One of the book’s strongest assets is the authors’ Adaptive Monitoring framework.   This framework starts with well-developed questions concerning what should be monitored and how it should be done.   It is furthered by experimental design, data collection, data analysis and ongoing   interpretation.   It is adapted to individual needs     And it views monitoring programs philosophically.   Overall, Adaptive Monitoring aims to guide programs away from common deficiencies   and toward success.    

The Challenge of Integration

The authors offer powerful insights into future challenges for ecological monitoring while identifying conditions necessary for significant improvements to occur.

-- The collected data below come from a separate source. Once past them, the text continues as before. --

PR #343, opened 2022-12-16
feat(PlatformIndicators): add indicator to channel messages

ActuallyTheSun:
image

this adds a `MessageDecorationsAPI` so other plugins can add their own stuff, and the indicators on the member list were moved to a new `MemberListDecoratorsAPI` (both api's are basically clones of `MessageAccessoriesAPI` :trollface:)

profile badges were not switched to `BadgesAPI` as that requires an image link. is it worth making the api allow passing your own component as a badge?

They claim, paradoxically, that the western cultures that often undertake long-term ecological monitoring efforts   often prove ill suited for carrying them out.   This, they say, is because of the cultures’ often short-term focus.   Another difficulty is the challenge of integrating different monitoring approaches across different levels of implementation, such as state and national governments, academic bodies and organizational flows. Lindenmayer and Likens admit they are unsure how to rectify such deep-rooted cultural and integrational issues.
 

Of Books and Bias

Effective Ecological Monitoring does not touch on the particular importance of or difficulty in carrying out monitoring programs in developing countries; it includes surprisingly few examples and case studies from outside the developed world. The authors admit their bias upfront in the book’s prelude.   Accordingly, the case studies focus solely on Australia, North America and the United Kingdom. The authors would have done well, however, to note their reasons for this omission.
 

A Call to Action

Lindenmayer and Likens’ adaptive monitoring tool will become increasingly important as we fully grasp the importance of ecological monitoring.   It provides essential analyses required to understand environmental changes caused by human interactions with nature.   And it provides the basis for determining how to mitigate these results. Adaptive monitoring becomes particularly relevant when assessing the long-term effects of climate change, acid rain, increased ozone levels and natural disasters. And the success, in turn, of schemes involving payments for ecosystem services including carbon sequestration and wetland preservation depend heavily on effective monitoring.   They could greatly benefit from such a framework.
 
Effective Ecological Monitoring offers a well-written analysis of issues facing ecological monitoring programs.   Its call to action for improving monitoring programs clearly outlines key issues yet to be resolved and can clearly serve as the foundation for future exploration.     It is sure to resonate not only with scientists but also with policymakers, academics and ecosystem service professionals who can use its suggestions to improve existing monitoring programs and implement new ones.